*DIRECTIONS FOR THIS TASK*. Your task is to output all the records below, word for word.

*DATA SUPPLIED*.
PR #1451, opened 2021-02-19
Document trade-off of GPULoadOp "load"

kainino0x:
See #1377.

### DIFF
--- a/spec/index.bs
+++ b/spec/index.bs
@@ -6182,6 +6182,8 @@ dictionary GPURenderPassColorAttachment {
         If a {{GPUColor}}, indicates the value to clear {{GPURenderPassColorAttachment/view}}
         to prior to executing the render pass.
 
+        Note: See GPULoadOp {{GPULoadOp/"load"}} for trade-offs.
+
     : <dfn>storeOp</dfn>
     ::
         The store operation to perform on {{GPURenderPassColorAttachment/view}}
@@ -6245,10 +6247,14 @@ dictionary GPURenderPassDepthStencilAttachment {
         If a `float`, indicates the value to clear {{GPURenderPassDepthStencilAttachment/view}}'s
         depth component to prior to executing the render pass.
 
+        Note: See GPULoadOp {{GPULoadOp/"load"}} for trade-offs.
+
     : <dfn>depthStoreOp</dfn>
     ::
         The store operation to perform on {{GPURenderPassDepthStencilAttachment/view}}'s
         depth component after executing the render pass.
+
+        Note: See GPULoadOp {{GPULoadOp/"load"}} for trade-offs.
 
     : <dfn>depthReadOnly</dfn>
     ::
@@ -6306,6 +6312,22 @@ enum GPULoadOp {
     "load"
 };
 </script>
+
+<dl dfn-type=enum-value dfn-for=GPULoadOp>
+    : <dfn>"load"</dfn>
+    ::
+        Loads the existing value for this attachment into the render pass.
+
+        Note:
+        On some GPU hardware (primarily mobile), providing a clear-value is significantly cheaper
+        because it avoids loading data from main memory into tile-local memory.
+        On other GPU hardware (primarily desktop/laptop), providing {{GPULoadOp/"load"}} may be
+        cheaper because it avoids performing an explicit clear-operation.
+        In cases where the the value doesn't matter, it is recommended that code provide a
+        clear-value rather than using {{GPULoadOp/"load"}}, optimizing for mobile hardware which
+        is typically much more resource constrained.
+        (An optional optimization can be made in code-paths which are specialized for desktop.)
+</dl>
 
 <script type=idl>
 enum GPUStoreOp {


spec/index.bs
```diff
@@ -6307,6 +6313,22 @@ enum GPULoadOp {
...
 
+<dl dfn-type=enum-value dfn-for=GPULoadOp>
+    : <dfn>"load"</dfn>
+    ::
+        Loads the existing value for this attachment into the render pass.
+
+        Note:
+        On some GPU hardware (primarily mobile), providing a clear-value is significantly cheaper
+        because it avoids loading data from main memory into tile-local memory.
+        On other GPU hardware (primarily desktop/laptop), providing {{GPULoadOp/"load"}} may be
```
kvark, line 6324: Can we get the information backing this statement somewhere visible? It was only mentioned by @Kangz IIRC. I'd like to get a better understanding of what's going on there before baking the conclusions into the spec.

Kangz: @bjjones do you have a link to the performance analysis you did of Babylon.js's mipmap generation code? I think that's where we found this behavior.

I think it can be explained by the fact that clearing textures is a separate operation on desktop GPUs (flipping the clear color compression bit and writing the clear color compression plane) that's both extra work and causes additional synchronization to happen. When using `load`, the ROP wouldn't load framebuffer data if it doesn't need to (for example the blend mode just writes the shader's output to memory).

bjjones: I don't have the data saved, but I'll try to reproduce the data and can provide a brief writeup later today or Monday.

Previously, in the [bug](https://bugs.chromium.org/p/dawn/issues/detail?id=587) where this issue was discussed, I wrote this:

> I also did further investigation into loadOp clear vs. load on Nvidia/Intel. I found that on Intel graphics, performance was improved by 3x when using loadOp load instead of loadOp clear. On Nvidia, I found that performance was the same for both loadOp values.

Regarding mobile architectures - I do believe the above statements are correct (i.e. clear is faster than load). I have no immediate ability to test myself, but [this article](https://community.arm.com/developer/tools-software/graphics/b/blog/posts/picking-the-most-efficient-load-store-operations) explains the mechanism behind it.

Kangz: Thanks for the link!

kvark: Something must have been terribly wrong there if you had 3x performance slowdown from loadOp. Even the explanation here doesn't match up: if there is an extra write to each pixel (the worst case, possibly for Intel), then it should have been at most 2x slow.

kvark:
My problem with this wording as it stands now is that it implies that `loadOp::Load` is faster on desktop.
Your tests so far only concluded this for Intel, which is subset of the desktops.
It would be totally nuts if we see people just doing the Intel detection now and switching the `LoadOp` accordingly... We need a plan to make this more portable. Perhaps, we should get to the drawing board about `blit` operations?

spec/index.bs
bjjones: I just now ran a quick and similar experiment. I modified Dawn's CppHelloTriangle example to use the different loadOps and took PIX frame captures. This test was done on Windows, with an Intel 630 and an Nvidia 3090. Below is the approximate durations of the render pass as reported by PIX:

|  Intel, LoadOp::Load | Intel, LoadOp::Clear  | 
|---|---|
|  32,000 ns | 76,000 ns  | 

|  Nvidia, LoadOp::Load | Nvidia, LoadOp::Clear  | 
|---|---|
|  5,100 ns | 5,100 ns  |  

The takeaways from my previous statement remain valid from this experiment:
- LoadOp::Load is faster than LoadOp::Clear on my Intel integrated GPUs
- LoadOp::Load and LoadOp::Clear performance costs are the same on my Nvidia 3090

kvark: What if you do a full-screen quad that just clears the target before the draw call (that does the mipmap generation)? Would it be faster than `LoadOp::Clear`?

bjjones: I've been experimenting more and it seems my data on Nvidia was inadequate - the previous tests have been fairly small textures (above data had a 640x480 render target). When I run the same experiment with an increased render target size at 3840x2160, I do see that clear takes much longer than load - which is more consistent with the Intel data.

| Nvidia, 4k RT, LoadOp::Load  | Nvidia, 4k RT, LoadOp::Clear | 
|---|---|
| 12,000 ns |  41,000 ns | 

I am going to reach out to our driver team to see if I can get some comments on the numbers I'm seeing.

> What if you do a full-screen quad that just clears the target before the draw call (that does the mipmap generation)? Would it be faster than LoadOp::Clear?

If I understood correctly - this takes longer. Just directly drawing a quad with `FragColor = vec4<f32>(0.0,0.0,0.0,1.0)`; using DrawIndexedInstanced required 133,000ns on a 640x480 texture. The equivalent ClearRenderTargetView operation is taking ~45,000ns.

bjjones:
I've investigated this further and I don't think we should make the claim that load is faster than clear on desktop. I still believe it's true in a case, but I didn't find a situation where it actually mattered. There were two scenarios I found significant (with Dawn/D3D12):

1) Performing a `LoadOp` on a standard texture (created with `device.createTexture`).
     - I saw no significant difference in operation times for either `LoadOp`.
2) Performing a `LoadOp` on a "swapchain" texture (acquired with `swapChain.getCurrentTexture`).
    - Here we are operating on a D3D11 texture that is being shared with Dawn. Because it is shared, this texture will effectively have the flag `D3D12_RESOURCE_FLAG_ALLOW_SIMULTANEOUS_ACCESS` set. This flag prevents compression, causing operations on it to be less performant. [[MSDN]](https://docs.microsoft.com/en-us/windows/win32/api/d3d12/ne-d3d12-d3d12_resource_flags)
    - I saw that using `LoadOp::Clear` took a significant amount of time proportional to texture size (<1ms, but still a lot for a clear operation). Unfortunately, `LoadOp::Load` does not solve the issue because we must assume this texture is uninitialized and must always clear it anyway.

My previous numbers/claims were done outside of Chromium and did not reflect a real WebGPU scenario - these can be ignored.

kainino0x:
Awesome work getting to the bottom of those results, it really helps us improve this!

I'll update this PR when I have a chance.

kvark (approved):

*EXPECTED OUTPUT*.
PR #1451, opened 2021-02-19
Document trade-off of GPULoadOp "load"

kainino0x:
See #1377.

### DIFF
--- a/spec/index.bs
+++ b/spec/index.bs
@@ -6182,6 +6182,8 @@ dictionary GPURenderPassColorAttachment {
         If a {{GPUColor}}, indicates the value to clear {{GPURenderPassColorAttachment/view}}
         to prior to executing the render pass.
 
+        Note: See GPULoadOp {{GPULoadOp/"load"}} for trade-offs.
+
     : <dfn>storeOp</dfn>
     ::
         The store operation to perform on {{GPURenderPassColorAttachment/view}}
@@ -6245,10 +6247,14 @@ dictionary GPURenderPassDepthStencilAttachment {
         If a `float`, indicates the value to clear {{GPURenderPassDepthStencilAttachment/view}}'s
         depth component to prior to executing the render pass.
 
+        Note: See GPULoadOp {{GPULoadOp/"load"}} for trade-offs.
+
     : <dfn>depthStoreOp</dfn>
     ::
         The store operation to perform on {{GPURenderPassDepthStencilAttachment/view}}'s
         depth component after executing the render pass.
+
+        Note: See GPULoadOp {{GPULoadOp/"load"}} for trade-offs.
 
     : <dfn>depthReadOnly</dfn>
     ::
@@ -6306,6 +6312,22 @@ enum GPULoadOp {
     "load"
 };
 </script>
+
+<dl dfn-type=enum-value dfn-for=GPULoadOp>
+    : <dfn>"load"</dfn>
+    ::
+        Loads the existing value for this attachment into the render pass.
+
+        Note:
+        On some GPU hardware (primarily mobile), providing a clear-value is significantly cheaper
+        because it avoids loading data from main memory into tile-local memory.
+        On other GPU hardware (primarily desktop/laptop), providing {{GPULoadOp/"load"}} may be
+        cheaper because it avoids performing an explicit clear-operation.
+        In cases where the the value doesn't matter, it is recommended that code provide a
+        clear-value rather than using {{GPULoadOp/"load"}}, optimizing for mobile hardware which
+        is typically much more resource constrained.
+        (An optional optimization can be made in code-paths which are specialized for desktop.)
+</dl>
 
 <script type=idl>
 enum GPUStoreOp {


spec/index.bs
```diff
@@ -6307,6 +6313,22 @@ enum GPULoadOp {
...
 
+<dl dfn-type=enum-value dfn-for=GPULoadOp>
+    : <dfn>"load"</dfn>
+    ::
+        Loads the existing value for this attachment into the render pass.
+
+        Note:
+        On some GPU hardware (primarily mobile), providing a clear-value is significantly cheaper
+        because it avoids loading data from main memory into tile-local memory.
+        On other GPU hardware (primarily desktop/laptop), providing {{GPULoadOp/"load"}} may be
```
kvark, line 6324: Can we get the information backing this statement somewhere visible? It was only mentioned by @Kangz IIRC. I'd like to get a better understanding of what's going on there before baking the conclusions into the spec.

Kangz: @bjjones do you have a link to the performance analysis you did of Babylon.js's mipmap generation code? I think that's where we found this behavior.

I think it can be explained by the fact that clearing textures is a separate operation on desktop GPUs (flipping the clear color compression bit and writing the clear color compression plane) that's both extra work and causes additional synchronization to happen. When using `load`, the ROP wouldn't load framebuffer data if it doesn't need to (for example the blend mode just writes the shader's output to memory).

bjjones: I don't have the data saved, but I'll try to reproduce the data and can provide a brief writeup later today or Monday.

Previously, in the [bug](https://bugs.chromium.org/p/dawn/issues/detail?id=587) where this issue was discussed, I wrote this:

> I also did further investigation into loadOp clear vs. load on Nvidia/Intel. I found that on Intel graphics, performance was improved by 3x when using loadOp load instead of loadOp clear. On Nvidia, I found that performance was the same for both loadOp values.

Regarding mobile architectures - I do believe the above statements are correct (i.e. clear is faster than load). I have no immediate ability to test myself, but [this article](https://community.arm.com/developer/tools-software/graphics/b/blog/posts/picking-the-most-efficient-load-store-operations) explains the mechanism behind it.

Kangz: Thanks for the link!

kvark: Something must have been terribly wrong there if you had 3x performance slowdown from loadOp. Even the explanation here doesn't match up: if there is an extra write to each pixel (the worst case, possibly for Intel), then it should have been at most 2x slow.

kvark:
My problem with this wording as it stands now is that it implies that `loadOp::Load` is faster on desktop.
Your tests so far only concluded this for Intel, which is subset of the desktops.
It would be totally nuts if we see people just doing the Intel detection now and switching the `LoadOp` accordingly... We need a plan to make this more portable. Perhaps, we should get to the drawing board about `blit` operations?

spec/index.bs
bjjones: I just now ran a quick and similar experiment. I modified Dawn's CppHelloTriangle example to use the different loadOps and took PIX frame captures. This test was done on Windows, with an Intel 630 and an Nvidia 3090. Below is the approximate durations of the render pass as reported by PIX:

|  Intel, LoadOp::Load | Intel, LoadOp::Clear  | 
|---|---|
|  32,000 ns | 76,000 ns  | 

|  Nvidia, LoadOp::Load | Nvidia, LoadOp::Clear  | 
|---|---|
|  5,100 ns | 5,100 ns  |  

The takeaways from my previous statement remain valid from this experiment:
- LoadOp::Load is faster than LoadOp::Clear on my Intel integrated GPUs
- LoadOp::Load and LoadOp::Clear performance costs are the same on my Nvidia 3090

kvark: What if you do a full-screen quad that just clears the target before the draw call (that does the mipmap generation)? Would it be faster than `LoadOp::Clear`?

bjjones: I've been experimenting more and it seems my data on Nvidia was inadequate - the previous tests have been fairly small textures (above data had a 640x480 render target). When I run the same experiment with an increased render target size at 3840x2160, I do see that clear takes much longer than load - which is more consistent with the Intel data.

| Nvidia, 4k RT, LoadOp::Load  | Nvidia, 4k RT, LoadOp::Clear | 
|---|---|
| 12,000 ns |  41,000 ns | 

I am going to reach out to our driver team to see if I can get some comments on the numbers I'm seeing.

> What if you do a full-screen quad that just clears the target before the draw call (that does the mipmap generation)? Would it be faster than LoadOp::Clear?

If I understood correctly - this takes longer. Just directly drawing a quad with `FragColor = vec4<f32>(0.0,0.0,0.0,1.0)`; using DrawIndexedInstanced required 133,000ns on a 640x480 texture. The equivalent ClearRenderTargetView operation is taking ~45,000ns.

bjjones:
I've investigated this further and I don't think we should make the claim that load is faster than clear on desktop. I still believe it's true in a case, but I didn't find a situation where it actually mattered. There were two scenarios I found significant (with Dawn/D3D12):

1) Performing a `LoadOp` on a standard texture (created with `device.createTexture`).
     - I saw no significant difference in operation times for either `LoadOp`.
2) Performing a `LoadOp` on a "swapchain" texture (acquired with `swapChain.getCurrentTexture`).
    - Here we are operating on a D3D11 texture that is being shared with Dawn. Because it is shared, this texture will effectively have the flag `D3D12_RESOURCE_FLAG_ALLOW_SIMULTANEOUS_ACCESS` set. This flag prevents compression, causing operations on it to be less performant. [[MSDN]](https://docs.microsoft.com/en-us/windows/win32/api/d3d12/ne-d3d12-d3d12_resource_flags)
    - I saw that using `LoadOp::Clear` took a significant amount of time proportional to texture size (<1ms, but still a lot for a clear operation). Unfortunately, `LoadOp::Load` does not solve the issue because we must assume this texture is uninitialized and must always clear it anyway.

My previous numbers/claims were done outside of Chromium and did not reflect a real WebGPU scenario - these can be ignored.

kainino0x:
Awesome work getting to the bottom of those results, it really helps us improve this!

I'll update this PR when I have a chance.

kvark (approved):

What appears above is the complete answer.